For the next two weeks they wrote all 3 plausible distractors (the rest of the procedure was the same).
For the remainder of the semester they wrote the stem, the correct answer, and all the distractors.
…
although I wouldn’t consider this a polished question bank ready for use by other instructors, I still consider this assignment to have been a success because the questions steadily improved over the semester (the experience of serving as peer reviewers was especially useful to the students when constructing their own questions). The students were also buoyed and motivated by my practice of including a few of their best questions on each of the three course exams.
Maha Bali on Content Independent Teaching: http://www.chronicle.com/blogs/profhacker/content-independent-teaching/62493
Instead of assigning them readings, I encourage them to ask important questions about the course, then work together to find sources to help them answer those questions, crowdsource a set of links (from Google or Twitter) onto a shared document, and then choose a number of those articles to read and blog about. Students end up reading different things and learning different things, so when they sit and work in their groups for the final course project, each one of them brings something different to the table. Sure, they don’t always find the most credible sources (and that could be a gateway to discussing information literacy), but they usually find sources I hadn’t thought of, and occasionally also teach me something I did not know. Which is pretty awesome.
Later talking with her on Twitter: I use it in educational game design and now in a digital literacies/intercultural learning course. I think any course that is not like "basic science" or a prerequisite to others can be flexible this way...where the process/skills are more important than any particular canon (or really, no canon exists; I'm really anti-canon). Alsoooo any course where learners may have different interests to begin with.
Robin DeRosa’s blog post: http://robinderosa.net/higher-ed/extreme-makeover-pedagogy-edition/
First Year Seminar: 25 students
“After we had some basic plans in place for how we would communicate and where besides our classroom we would work, we started talking about content. What should we learn in the course? I presented the latest version of learning outcomes that I had collected from the leadership of our campus-wide FYS program, and brought them to the table. We talked about them, and whether or not we should use them all (thank you, tenure– more about that later). Students wanted to use most of them, though we tweaked a few words here and there. Then I asked students to contribute their own learning outcomes, on the basic principle that learning outcomes for the course should not be cemented without participation from the learners. After making some brainstormed lists together, students blogged a bit about what kinds of outcomes were important to them. They ranged from highly skills-oriented, like this one from Jordyn Hanos, to those that leaned more toward connection and engagement, like this one from Skyla Dore.
We put all the outcomes we came up with into a GoogleDoc and students tweaked and revised and ultimately voted on them.

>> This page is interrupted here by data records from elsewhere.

PR #1444, opened 2022-12-30
Added seed input and group

RunDevelopment:
I finally got around to adding a "Seed" input for Add Noise. I did this via a new group that just adds a little "Random seed" button to a number input. Adding the button was pretty tricky though. In the end, I did it via an optional prop in `SchemaInput`. Not an elegant solution, but it works.

image

### DIFF
--- a/backend/src/nodes/nodes/image_filter/add_noise.py
+++ b/backend/src/nodes/nodes/image_filter/add_noise.py
@@ -4,9 +4,9 @@ from enum import Enum
 import numpy as np
 
 from . import category as ImageFilterCategory
-from ...node_base import NodeBase
+from ...node_base import NodeBase, group
 from ...node_factory import NodeFactory
-from ...properties.inputs import ImageInput, SliderInput, EnumInput
+from ...properties.inputs import ImageInput, SliderInput, EnumInput, NumberInput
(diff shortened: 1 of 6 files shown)


joeyballentine:
I think the new seed icon would be better off as a shuffle icon than as a dice. I couldn't tell what it was at first

RunDevelopment:
What does a new seed icon look like? Like this
image
image

or like this
image

RunDevelopment:
I used a die because the button generates a random seed.

joeyballentine:
My suggestion was to use a shuffle icon, not a seed icon lol. Shuffle icons are commonly used for buttons that change some kind of random value, i think

RunDevelopment:
Shuffle icons are typically used when you, well, shuffle something, changing its order. This has nothing to do with generating a random seed. I would never expect to get a random number from pressing this icon:
image

I used dice because I saw it in Automatic1111's web UI.

That being said, I also see that the minimalist die icon might be hard to understand when you don't know what it does. 

Maybe as inspiration, Bitwarden uses this icon for generating new passwords:
image

RunDevelopment:
I think the refresh icon kinda works
image

joeyballentine (approved):

PR #1451, opened 2023-01-01
Make nodes 1px thinner

RunDevelopment:
This PR changes the minimum width of nodes to be 1px less. This makes their width divisible by 16, which makes nodes fit perfectly into the default 16x16 (snap to) grid.

I implemented this by moving the min width property into the element with the node's border. The border width is 0.5px, so all nodes are 1px thinner now.

image

image


joeyballentine:
It looks like you somehow made the handles a bit squished by doing this

RunDevelopment:
No, they are perfect circles in CSS. This might be another rendering bug like I recently had with checkboxes...
image

joeyballentine (approved):

PR #1458, opened 2023-01-07
Added Number and Text nodes

RunDevelopment:
This adds 2 nodes that simply output their given inputs. These nodes are very useful for defining constants used by multiple nodes across the chain.

I recently talked to someone that used Text Padding to define text constants, so there really has to be a solution.


joeyballentine:
Can't believe it took this long to add this, I've wanted this for so long but never actually did it

joeyballentine (approved):

PR #1468, opened 2023-01-10
Setup progress refactor

RunDevelopment:
Firstly, nomenclature:
- The setup process will refer to the process of starting chainner. This includes starting the backed and installing any deps that it might need.
- An owned backend is a backend process that was spawned by the main process of the app.
- A borrowed backend is a backend process the frontend connects to in --no-backend mode.

Changes:
- Removed unused `get-ffmpeg` ICP channel.
- Replaced all IPC channels going to the splash screen with a single `splash-setup-progress` channel.
- Added a new user-interface-independent way of dealing with user interaction. During the setup process, we might need to tell the user something via a dialog. This just isn't possible in CLI mode, so I had to find a user interaction model that work for both GUI and CLI. My solution to this are interrupts. The basic idea is that an interrupt... interrupts the program and only yields back control after the user has interacted with it. 
    Right now, there are 2 types of interrupts: critical error and warning. Critical error will always close the program after being interacted with, while warning will do nothing. More types may be added in the future. Other options for interaction can also be specified.
    Note that interrupts are a declarative format. The one requesting an interrupt is not the one actually performing the interrupt. This allows interrupts to work with both GUI and CLI. To switch from GUI dialogs to CLI prompts, we simply have to change the interrupt listener.
- Added a new progress API for the setup progress. This makes it easy to change how progress is displayed. The setup progress no longer requires the splash screen for displaying progress. The splash screen is now simply a listener to the progress emitted by the setup process. This makes it easy to swap out the splash screen for something else.
- The backend new has a `/python-info` JSON API call. This returns the python info of the current backend server. This python info is now used for borrowed backends.
- Most of the setup process in now in `main/backend/setup.ts`.
- There are 2 types of backend processes now: owned and borrowed. Owned processes are sub processes spawned by the app, while borrowed processes are independent processes simply connected (--no-backend). Both types have make up the `BackendProcess` interface, which makes it easy to abstract over how the backend was created.
- The backend new has a `/python-info` JSON API call. This returns the python info of the current backend server. This python info is now used for borrowed backends. This means that the correct python executable will be used for borrowed backend, which allows you to install/update deps from them with chainner's deps manager.
- Chainner will no longer check deps integrated python when started with `--no-backend`. It will simply connect to the borrowed backend and that's it.

Overall, I'm really happy with how this turned out. The new unified `BackendProcess` API made it easy to extract out the whole setup process into its own file, which made `main/main.ts` a lot simpler. The new progress API is also really simple and easy to use. The whole architecture around `main/main.ts` and the setup process feels a lot cleaner now.


src/renderer/splash.tsx
```diff
@@ -1,104 +1,81 @@
...
 import { ChaiNNerLogo } from './components/chaiNNerLogo';
 import { theme } from './splashTheme';
 
 const Splash = memo(() => {
     const { t } = useTranslation();
 
-    const [status, setStatus] = useState(t('splash.loading', 'Loading...'));
+    const getStatusText = useCallback(
+        (stage: SetupStage): string => {
+            switch (stage) {
```
joeyballentine, line 17: Instead of this gigantic switch, couldn't we just send the text data with the event?

joeyballentine: I see why you did it this way (so you could use the translation hook), but I think you can just use i18next for that in the main process

joeyballentine: I guess that makes sense, I'm just thinking about it as the frontend shouldn't (imo) care about how the backend is implemented. With this (and the current code) if i had a backend that did different steps, the frontend wouldn't be able to display that

RunDevelopment: > I'm just thinking about it as the frontend shouldn't (imo) care about how the backend is implemented.

Yeah, agreed. I'll move the switch into `main/`.

> if i had a backend that did different steps, the frontend wouldn't be able to display that

The backend also wouldn't compile because both the frontend and backend communicate to each other via a strictly type-checked API. If you want to add a new stage, TS will ensure that you add it everywhere.

joeyballentine (approved):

I opened the online syllabus live at the front of the class when we finished and we updated the learning outcomes based on what they had created and chosen to upvote. …
Some of these I love. Some of them I would probably never have included myself. There are others I would have liked to have seen in here, but my suggestions were outvoted….
We set about designing assignments to correspond to learning outcomes. … We built all of this week by week, with a syllabus that started almost completely blank and got filled in as we went along.
In OpenSem, I decided to let students design the grading process. It took a couple of weeks (while we simultaneously did other things as well) to hammer it out. Basically, they designed a competency-based model where they would have unlimited time within the confines of the course to improve each assignment if it initially they did not “achieve the competency.” Achieving the competency would require them to meet all of the parameters of the rubrics, which were often designed by the students as they crafted the assignments.